# whites landing



## furtrapper (Jan 12, 2015)

any reports i any one want to share greatly appreciated thanks


----------



## FISHAHOLIC85 (Apr 22, 2011)

I’d like to know too if anyone’s been out. I’m an hour and a half away. If the big lake is too sketchy, be nice to have a back up plan. Thanks


----------



## furtrapper (Jan 12, 2015)

not looking for fishing repo rt.2 t just ice conditions any info would be greatly appreciated thanks


----------



## Scum_Frog (Apr 3, 2009)

people are out on whites safely fishing I believe last I heard was 7"+ of ice. Fishing itself has been awful so dont look for a good report because its white perch city right now. Anytime the yellows will hopefully move in.


----------



## island troller (Nov 14, 2007)

I can verify your post to be 100% true, ScumFrog


----------



## jmciw17 (Sep 4, 2007)

From my experience there waite till the full moon is gone and go on the first day its sunny and 30 degrees out the fish have lock jaw its too cold out now good for ice but not for bites be there on that kind of day probally tuesday i have hammered perch there on those types of days


----------



## furtrapper (Jan 12, 2015)

thank you scum frog and island roller I greatly appreciate your response good luck an be safe..


----------



## thistubesforu (Mar 30, 2009)

Live from the landing with the kids. Been fishing for an hour now with 2 Lake Erie gold nuggets between the 3 of us. Missed a few hits as well 8"-10" of ice.


----------



## thistubesforu (Mar 30, 2009)

Ended up with 3 gold and missing a few more. Youngest lost my favorite fiska jig when line got snapped by a big largemouth!! Told him to take it easy as he was bringing it in my hands were tied up making a lure change for my oldest. Snapped off before I could get to the hole to help him out!!


----------



## ress (Jan 1, 2008)

Oh well.


----------



## Eyeonthefly (Jun 3, 2011)

thistubesforu said:


> Ended up with 3 gold and missing a few more. Youngest lost my favorite fiska jig when line got snapped by a big largemouth!! Told him to take it easy as he was bringing it in my hands were tied up making a lure change for my oldest. Snapped off before I could get to the hole to help him out!!

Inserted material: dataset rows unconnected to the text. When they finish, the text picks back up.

PR #1897, opened 2021-07-15
Manually update changelog for v8 release

monacoremo:
We'll land https://github.com/PostgREST/postgrest/pull/1805 most likely after the v8 release, so I'm updating the changelog once more manually.

For reference, I'm using:

To get the commits since the last major change in CHANGELOG.md:

```
git log 11d62a8010..HEAD --format="%h: %s - %an" 
```

To get a list of closed PRs:

```
curl -H "Accept: application/vnd.github.v3+json" 'https://api.github.com/repos/postgrest/postgrest/pulls?state=closed&per_page=100&page=1' > PRs.json
```

To filter and format the PRs:

```python
import json

with open("PRs") as prsfile:
    prs = json.loads(prsfile.read())

for pr in prs:
    if pr["merged_at"]:
        print(f" * #{pr['number']}, {pr['title']} - @{pr['user']['login']}")
```

...and then sorting everything out manually


CHANGELOG.md
```diff
@@ -26,18 +42,41 @@ This project adheres to [Semantic Versioning](http://semver.org/).
  - #1162, Fix location header for POST request with select= without PK - @wolfgangwalther
  - #1585, Fix error messages on connection failure for localized postgres on Windows - @wolfgangwalther
  - #1636, Fix `application/octet-stream` appending `charset=utf-8` - @steve-chavez
- - #1615, Fix RPC return type handling and embedding for domains with composite base type - @wolfgangwalther
  - #1469, #1638 Fix overloading of functions with unnamed arguments - @wolfgangwalther
+ - #1560, Return 405 Method not Allowed for GET of volatile RPC instead of 500 - @wolfgangwalther
+ - #1608, Fix embedding through views with subqueries inside function calls - @wolfgangwalther
+ - #1631, perf: change Text queries to ByteString - @steve-chavez
+ - #1632, Fix embedding through views with subqueries inside function calls - @wolfgangwalther
```
steve-chavez, line 49: Dup line:
```suggestion
 - #1608, Fix embedding through views with subqueries inside function calls - @wolfgangwalther
 - #1631, perf: change Text queries to ByteString - @steve-chavez
```

steve-chavez (changes requested):
@monacoremo Thanks a lot for this! I've removed some entries because they're not "fixes" per se - they weren't bugs in the previous version but in the nightlies.

After that, it should be good to merge!

monacoremo:
Thank you @steve-chavez !

Observations from manually running this update:

 * Fixes and changes might concern new/unreleased features and need to be eliminated from the changelog, as you also noticed with the ones I had missed
 * Some PRs/issues are related and should be in one combined changelog entry
 * Some additions and fixes also introduce breaking changes and should probably be listed twice, once as addition/fix and once as change
 * Consistent wording in the changelog and making sure everything is comprehensible requires some editing, even if we are very careful with the commit messages
 * Our track record with having consistent commit messages was ok, but not perfect and we would have gaps and inconsistencies if we generated the changelog automatically

All this to say: Maybe we should stick to requiring manual changelog entries with each PR. 

It's simple, shouldn't be tangibly more effort than crafting a good commit message and allows for editing to get a high quality, comprehensible result. It would also maintain the ability to find the rekevant change commits with a git blame on the changelog.

WDYT? Also cc'ing @wolfgangwalther

monacoremo:
Slightly related: Seeing as catching up with the docs is quite painful, potentially delaying releases, I think we could reduce the burden a lot by requiring docs for each PR, if relevant. 

It would be easiest to ensure this if we had the docs in the same repo. That would also aleviate the changelog duplication issue. I know we already discussed this last year, but WDYT?

steve-chavez:
> It's simple, shouldn't be tangibly more effort than crafting a good commit message and allows for editing to get a high quality, comprehensible result.

Also want to add that our new contributors added the entries to the CHANGELOG without issue — see https://github.com/PostgREST/postgrest/pull/1855 and https://github.com/PostgREST/postgrest/pull/1854. So our [PR template](https://raw.githubusercontent.com/PostgREST/postgrest/main/.github/PULL_REQUEST_TEMPLATE.md) reminder was good enough.

> All this to say: Maybe we should stick to requiring manual changelog entries with each PR.

Yes, agree! At least until https://github.com/PostgREST/postgrest/pull/1805 is merged and the new workflow is proven to work, we should keep updating the CHANGELOG manually. Though thinking a bit more about this, as you mention there still would be work to be done to tailor the CHANGELOG, which would lead to more commits on the main branch and more work. So maybe the manual work will stay in the end, it's simpler.

> It would be easiest to ensure this if we had the docs in the same repo. I know we already discussed this last year, but WDYT?

Ah, me and Wolfgang also discussed this a while ago [here](https://github.com/PostgREST/postgrest-docs/pull/367#issuecomment-732380642) and we agreed that docs is in fact another project. For example, on https://github.com/PostgREST/postgrest-docs/issues/411 we're thinking about adding curl/JS snippets to the references in postgrest-docs, doing all that work here would cause bloat in number of open issues and commits. So I think we should still keep them separate.

> That would also aleviate the changelog duplication issue. 

Yes, this is still an issue https://github.com/PostgREST/postgrest-docs/issues/340, I think the solution here is to change the CHANGELOG location to be on the docs [here](https://github.com/PostgREST/postgrest-docs/tree/main/releases)(also a bit more tidy since it's not a big markdown file), we could link to that in our PR template.

monacoremo:
> Yes, this is still an issue PostgREST/postgrest-docs#340, I think the solution here is to change the CHANGELOG location to be on the docs here(also a bit more tidy since it's not a big markdown file), we could link to that in our PR template.

We should definitely have a single source of truth for the changelog! But I'm not sure requiring a separate PR on the -docs repo for all code PRs that make a change would be good, that's significant extra work for any potential contributor and would require a lot of coordination and checking in maintenance.

Thinking about it, I'm not sure there is a good DRY solution as long as there are two separate repos.

## Docs and changelogs in other projects

I just had a look of how other projects handle this:

### Docs I remember for very high quality:

* Postgres: https://github.com/postgres/postgres/tree/master/doc -> docs in tree
* Django: https://github.com/django/django/tree/main/docs  -> docs in tree
* CPython: https://github.com/python/cpython/tree/main/Doc  -> docs in tree
* Flask: https://github.com/pallets/flask/tree/main/docs  -> docs in tree

### Average docs:

* GHC: https://gitlab.haskell.org/ghc/ghc/-/tree/master/docs  -> docs in tree
* Tmux: https://github.com/tmux/tmux/blob/master/tmux.1  -> docs in tree
* Vim: https://github.com/vim/vim/tree/master/runtime/doc  -> docs in tree
* NixOS: https://github.com/NixOS/nixpkgs/tree/master/doc  -> docs in tree

...all have the docs directly in tree.

Trying to find opposite examples I ran:

```bash
curl 'https://raw.githubusercontent.com/EvanLi/Github-Ranking/master/Data/github-ranking-2021-07-17.csv' | grep "\-docs"
```

This yielded one relevant example: https://github.com/microsoft/vscode-docs - from what I can see that's because the code and docs are under different licenses and the docs are pretty low activity. There does not seem to be a changelog in tree and the commit history is a mess. The updates, e.g. https://code.visualstudio.com/updates/v1_58 are written with what seems significant manual effort.

## Docs in separate repo

> For example, on PostgREST/postgrest-docs#411 we're thinking about adding curl/JS snippets to the references in postgrest-docs, doing all that work here would cause bloat in number of open issues and commits. So I think we should still keep them separate.

To summarize my understanding of the pro's and con's of having the docs separate:

### Benefits

1. Dedicated attention to crafting high-quality docs
2. Docs-related issues/PRs separated from other ones
3. Reduced complexity in code repo

### Disadvantages

4. Extra effort to document changes - requires extra PR and coordination
5. Risk that documentation significantly falls behind code, becoming more difficult to catch up and delaying releases
6. No single source of truth for changelog (deriving it from the commit history is not viable as we noticed. We could automate the sync between repos, though) 

Is this accurate?

### Case for merging the -docs repo in the code one

I fully appreciate (1)! Merging the repos would take away some focus on purey the docs. On the other hand, it would allow us to ensure that the basic updates to docs are made as we go, leaving only some overall review and polishing to be done before releases. 

On (2), I think we could still maintain the separate repo for tracking issues, even if we move the docs into the code repo. In that case, we could tag pure docs PRs to keep them separate - although most docs changes should be within the code change PRs. It's also pretty easy to move issues between repos on GitHub, should they be created on the wrong one.

On (3), I think we could handle this well if the repos were merged. The docs would live completely separated in a `docs` directory. We could avoid duplicating any Nix setup and integrate the CI jobs, ensuring that any (nightly) release also has docs released.

On the disadvantages: If we merged the repos, i think we could alleviate all the listed ones.

As a note: We would merge the repos in a way that maintains the full history of the -docs repo.

This got pretty long... and don't need to decide now. But does that make sense @steve-chavez ?

monacoremo:
Out of curiosity I experimented with merging the repos and maintaining the histories.

Approach:

* In `postgrest-docs`, add a commit to move everything to the `docs` subdirectory, push to a branch `move-docs`
* In `postgrest`:
  * Add the postgrest-docs repo with the branch as a remote: `git remote add -f moveddocs git@github.com-monacoremo:monacoremo/postgrest-docs.git`
  * Merge but do not commit yet: `git merge -s ours moveddocs/move-docs --allow-unrelated-histories --no-commit`. This merges the histories, but does not actually add the files
  * Create the files: `git read-tree --prefix mergeddocs -u moveddocs/move-docs: ; mv mergeddocs/docs docs ; rmdir mergeddocs` (there must be a move elegant way with `-m`...)
  * Commit: `git commit -m 'merge postgrest-docs'`

Result: https://github.com/monacoremo/postgrest/tree/move-docs

Observations:
* All commit hashes are preserved
* Git blame works as expected as it follows renamed files: https://github.com/monacoremo/postgrest/blame/move-docs/docs/README.md
* Potential issue: only history for the docs files that is visible at first is the commit that moves them (but git blame works)
* Would need a bit of CI integration to complete the merge

I'm not saying we need to do this! Just checking whether it's feasible :-)

steve-chavez:
> Docs I remember for very high quality(single repo):

One counter-example for this would be the [godot-docs](https://github.com/godotengine/godot-docs), which I consider high-quality(with a great community too), so working on a separate repo doesn't necessarily imply that we can't be high-quality.

> Postgres: https://github.com/postgres/postgres/tree/master/doc -> docs in tree

They do organize differently for doing docs - they have the pgsql-docs [mailing list](https://wiki.postgresql.org/wiki/Mailing_Lists#Overview_of_discussion_lists) - and I assume those mails are all related to docs.
While our workflow is more github-centric(for better or worse) and we only have different repos/issues to organize different work.

(I assume both vim and tmux have a similar mailing list workflow since they're mature projects)

On that topic, I've noticed that the number of Watchers(which I assume are potential contributors) tend to reduce when we have a lot of refactor-related commit activity. I assume this number would decrease more if we have a lot of docs-related activity(say "Fix typo").

A more case in point example, sometime ago I tried to be more involved on [nixpkgs](https://github.com/NixOS/nixpkgs/), so I did a "Watch" on that project and then I was swarmed with lots of notifications of PRs/issues I couldn't help with - so I had to desist and "Unwatch"(just wanted to be involved in postgres/haskell tooling).

> But I'm not sure requiring a separate PR on the -docs repo for all code PRs that make a change would be good, that's significant extra work for any potential contributor and would require a lot of coordination and checking in maintenance.

Even with the low-friction CHANGELOG, we got some reluctancy([here](https://github.com/PostgREST/postgrest/pull/1855#discussion_r637815531) and [here](https://github.com/PostgREST/postgrest/pull/1854#discussion_r636936730), no reply) to change it. I think that's fine, most contributors want to contribute code and docs are always a chore(which is the core team responsibility). So I wouldn't expect much more activity when merging the repos.

> Risk that documentation significantly falls behind code, becoming more difficult to catch up and delaying releases

Ah, but docs are not just about new code/features though, there are tutorials/explanations/how-tos that still need to be added, which take considerable work outside a feature PR.

Many things contributed to the delayed release, I think at first I wanted it to have more PostGIS features on it, then more perf, then I lost track, and now the CHANGELOG is [pretty big](https://github.com/PostgREST/postgrest/blob/main/CHANGELOG.md#unreleased) :open_mouth:. There definitely needs to be a limit for how much time or number of features one release carries, maybe we should commit to a release every 6 months, at least.

> No single source of truth for changelog (deriving it from the commit history is not viable as we noticed. We could automate the sync between repos, though)

This would be fixed if we move the CHANGELOG to the docs, needs to be manual anyway, as we agreed.

> Extra effort to document changes - requires extra PR and coordination

Hm, I think the effort of opening a PR on the docs is little compared to the actual work of actually doing the docs, check the latest PRs from Laurence: https://github.com/PostgREST/postgrest-docs/pull/404, https://github.com/PostgREST/postgrest-docs/pull/407 (lots of back and forth).

@laurenceisla WDYT? Do you think it'd be easier to do all the work in one repo?

(out of counterpoints for now :D)

wolfgangwalther:
> Observations from manually running this update:
> * Fixes and changes might concern new/unreleased features and need to be eliminated from the changelog, as you also noticed with the ones I had missed 
> * Some PRs/issues are related and should be in one combined changelog entry
> * Some additions and fixes also introduce breaking changes and should probably be listed twice, once as addition/fix and once as change
> * Consistent wording in the changelog and making sure everything is comprehensible requires some editing, even if we are very careful with the commit messages
> * Our track record with having consistent commit messages was ok, but not perfect and we would have gaps and inconsistencies if we generated the changelog automatically 
> 
> All this to say: Maybe we should stick to requiring manual changelog entries with each PR.

Agree with the observations, but not with the conclusion. I still think we should try to keep the commit messages as the primary source of information for the changelog - in the end this makes us write much better commit messages, too.

I actually like the process of what you did in this MR - I envision the changelog tools to heavily support this workflow by partly automating things. The workflow would be roughly like this:
- nightly changelogs are created automatically from commit history on release. Those might not be perfect, but the goal is to be able to release quickly.
- all other changelogs would be committed as part of the version bump. So basically we'd create a PR, that bumps the version and adds the changelogs at the same time. We can still discuss/improve the changelog items in the PR. The first commit of that PR is created easily via changelog tools.
- Instead of working on the formatted changelog file, we'd work on the yaml file that the changelog tools create - and then keep the yaml files for each version in the repo, too. This would be our single source of truth for all changelogs.
- The actual changelogs in different places (repo file, release page, docs) would then all be created via templates from that yaml file.

So yeah: The changelog tools will not fully automate things, but help us be consistent instead.

--- 

> It would be easiest to ensure this if we had the docs in the same repo. That would also aleviate the changelog duplication issue. I know we already discussed this last year, but WDYT?

I'm still heavily +1 here.

The changelog duplication issue would not be entirely removed, I still think the changelog tools would help a lot. But being able (and forced) to add docs together with the feature would improve things a lot.

---

> Ah, me and Wolfgang also discussed this a while ago [here](https://github.com/PostgREST/postgrest-docs/pull/367#issuecomment-732380642) and we agreed that docs is in fact another project.

I went back and read it again - and in fact I agreed. I just don't know why. It seems to me like every argument against merging the repos is just a thing of implementing a workflow (CI / issue tags / ...) to handle both in the same repo. If we do that properly, I don't see any problems - but just the huge value of being able to force docs updates together with features/fixes.

---

> They do organize differently for doing docs - they have the pgsql-docs mailing list - and I assume those mails are all related to docs.
> While our workflow is more github-centric(for better or worse) and we only have different repos/issues to organize different work.

They still require all patches on the "-hackers" mailing list to add documentation right away together with the feature. It's also perfectly fine to put stuff on "-hackers" that is about the docs only and happens regularly. The "-docs" mailing list seems to be more of a relict of past times - I guess they would not set it up like that, if they started right now.

---

> On that topic, I've noticed that the number of Watchers(which I assume are potential contributors) tend to reduce when we have a lot of refactor-related commit activity. I assume this number would decrease more if we have a lot of docs-related activity(say "Fix typo").

Well, there's different levels of "watching". People only interested in new features/fixes should just watch "releases only" - and we can improve their experience a lot by:
- generating nightlies more frequently
- using auto-generated changelogs to allow us do that
- have docs in-sync with the latest nightlies - otherwise it's hard to make use of all the latest features. We can enforce this with merging the repos...

---

> and docs are always a chore(which is the core team responsibility).

I disagree.

---

> Hm, I think the effort of opening a PR on the docs is little compared to the actual work of actually doing the docs

Merging the repos would not be about reducing work. It would just be about forcing docs to be merged together with features/fixes. It's much less work to write docs at the time the feature is developed - and much more to write them later.

steve-chavez:
> Well, there's different levels of "watching". People only interested in new features/fixes should just watch "releases only" 

But there is no "only watch this folder" level, which was my point about nixpkgs - no "Watch" only the [postgres](https://github.com/NixOS/nixpkgs/tree/master/pkgs/servers/sql/postgresql) directory(because that's the thing I can help with, I don't want to just be notified on releases).

> I don't see any problems - but just the huge value of being able to force docs updates together with features/fixes.
> Merging the repos would not be about reducing work. It would just be about forcing docs to be merged together with features/fixes. It's much less work to write docs at the time the feature is developed - and much more to write them later.

Hm, I don't see why that cannot be done with the PR template idea I mentioned(link to the docs repo with more clear steps) - you'll do the docs after finishing the feature anyway.

> merging the repos is just a thing of implementing a workflow (CI / issue tags / ...)

Ah, that still seems more work than what we have right now. More issues on a single repo, more tags on a single repo - ensuring if the tag workflow we use for core(nightlies, releases) and for releasing docs(different versions) both can coexist in the same CI runs.

steve-chavez:
Maybe the whole idea of keeping separate repos will make more sense when `postgrest-contrib` lands and perhaps another repo/project(future ideas) that also needs docs. Because really postgrest-docs is not only about postgrest core functionality - there's even systemd/Nginx stuff there.

steve-chavez:
> The "-docs" mailing list seems to be more of a relict of past times - I guess they would not set it up like that, if they started right now.

Just a note here - the above looks false. I've been subscribed to the `pgsql-docs` mailing list for the past days and it seems pretty active(and focused) to me - I don't see any indication of it being a relic or that they want to deprecate it.

> They still require all patches on the "-hackers" mailing list to add documentation right away together with the feature. It's also perfectly fine to put stuff on "-hackers" that is about the docs only and happens regularly. 

Now that I've noticed, subscribing to the `pgsql-hackers` mailing list is similar to "Watching" the nixpkgs repo. There's too much activity, you'll get flooded with emails. I also subscribed to that list a while ago to try and learn about postgres internals, but it was no use with so much activity, I couldn't focus.

wolfgangwalther:
> Just a note here - the above looks false. I've been subscribed to the `pgsql-docs` mailing list for the past days and it seems pretty active(and focused) to me - I don't see any indication of it being a relic or that they want to deprecate it.

I didn't mean to say that `-docs` wasn't used. But there are discussions about docs issues on `-hackers`, too. So it's not clearly separated. Which makes it harder to track stuff, especially if we're thinking "GitHub issue tracker" instead of "mailing list".

I mentioned it, because of this idea:

> On (2), I think we could still maintain the separate repo for tracking issues, even if we move the docs into the code repo.

In that case, we'd have the discussions about docs split up between two repos. That's something I'd want to avoid.

So imho we should fully merge the two repos, including the issue tracker, if we went that way at all.

wolfgangwalther:
> Maybe the whole idea of keeping separate repos will make more sense when `postgrest-contrib` lands and perhaps another repo/project(future ideas) that also needs docs. Because really postgrest-docs is not only about postgrest core functionality - there's even systemd/Nginx stuff there.

Good point. Looking at PostgreSQL itself suggests, we should not even create another repo `postgrest-contrib`, but just add a `contrib` folder to the main repo. Would also make it a lot easier to keep optional stuff in-sync with the postgrest across breaking changes and simplify CI for contrib a lot.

You should leave that one home next time. No room for errors like that! Hope the fishing picks up there I love catching bulkhead!


----------



## ress (Jan 1, 2008)

Hope your kidding eyeon. The kid might be reading his dads post and feel bad. Bull head right?


----------



## erie sniper (Apr 30, 2017)

I'm relatively new to this forum but not new to fishing. I may not be "hip" enough to know all the slang but what are Lake Erie gold nuggets and bulkheads?


----------



## thistubesforu (Mar 30, 2009)

Gold nuggets = yellow perch 
Believe it was a typo for the bullhead.


----------



## Scum_Frog (Apr 3, 2009)

Went to whites yesterday morning. Had a good breakfast inside the cove then we went out. I ended up with around 15 snerch's and biggest was this tank. Smaller fish went 11” on the nose. She was a toad. They were turned into some delicious tacos!


----------



## Lems (Apr 9, 2013)

Now why did you have to go and post a pic like that Scum_Frog.....lookin like a trip to the freezer and perch taco's for my family tonight!!! Great job on the perch!


----------



## ekriet9 (Mar 25, 2013)

Any recent reports?


----------



## island troller (Nov 14, 2007)

Perch fishing has been slow. Springs are very dangerous with thin ice. I know. because i took the plunged tonight. It will only get worst with the wind and warmth coming.


----------



## ErieEye (Jul 16, 2007)

island troller said:


> Perch fishing has been slow. Springs are very dangerous with thin ice. I know. because i took the plunged tonight. It will only get worst with the wind and warmth coming.


Yikes, glad your ok.


----------



## 34181 (May 6, 2012)

you ok Al?


----------



## island troller (Nov 14, 2007)

Yes, caught myself and rolled out. Surprisingly how fast an old man can move when needed to. But again springs are not safe there. Be careful


----------



## 34181 (May 6, 2012)

island troller said:


> Yes, caught myself and rolled out. Surprisingly how fast a old man can move when needed to. But again springs are not safe there. Be careful


Glad your OK, Be safe.


----------



## ekriet9 (Mar 25, 2013)

Thanks for the report. Glad you got out. I think I’m gonna try a local reservoir tomorrow and see what happens. If nothing else I know of a pond that has some decent bluegill that are easy to catch


----------



## jmciw17 (Sep 4, 2007)

I am the guy that was rite next to you when your leg went in the water.Thanks for letting me drill some extra holes with your power auger. finished with 10 keeper perch,3 little throw backs and 2 bullhead.Stayed for 1 hr. after you left. That big blue shanty started gushing water up from around it that we were next to just before i went in and the holes you were using were getting very slushy around them.Thanks again for letting me use your auger and skimmer.


----------



## Eye Spy (Sep 14, 2006)

I was at Whites on Monday and there were a lot of spots around the springs that had just a glaze of ice on them. With the snow, those thin areas are now covered up making it easy to go for a swim. I have personally seen 3 people in the water out there this year. The water was very stained on Monday and fishing was poor.


----------



## island troller (Nov 14, 2007)

jmciw17 said:


> I am the guy that was rite next to you when your leg went in the water.Thanks for letting me drill some extra holes with your power auger. finished with 10 keeper perch,3 little throw backs and 2 bullhead.Stayed for 1 hr. after you left. That big blue shanty started gushing water up from around it that we were next to just before i went in and the holes you were using were getting very slushy around them.Thanks again for letting me use your auger and skimmer.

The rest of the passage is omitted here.